## Goal of the exercise
Where the listing below has a line containing "Added recipe for exsqlaim-mode", output that line and all lines after it, verbatim, and no others.

*** Material supplied Section Begins ***

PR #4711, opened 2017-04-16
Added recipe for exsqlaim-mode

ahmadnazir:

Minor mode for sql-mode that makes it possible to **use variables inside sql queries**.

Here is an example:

*** Material supplied Section Ends ***

## Answer
Added recipe for exsqlaim-mode

ahmadnazir:

Minor mode for sql-mode that makes it possible to **use variables inside sql queries**.

Here is an example:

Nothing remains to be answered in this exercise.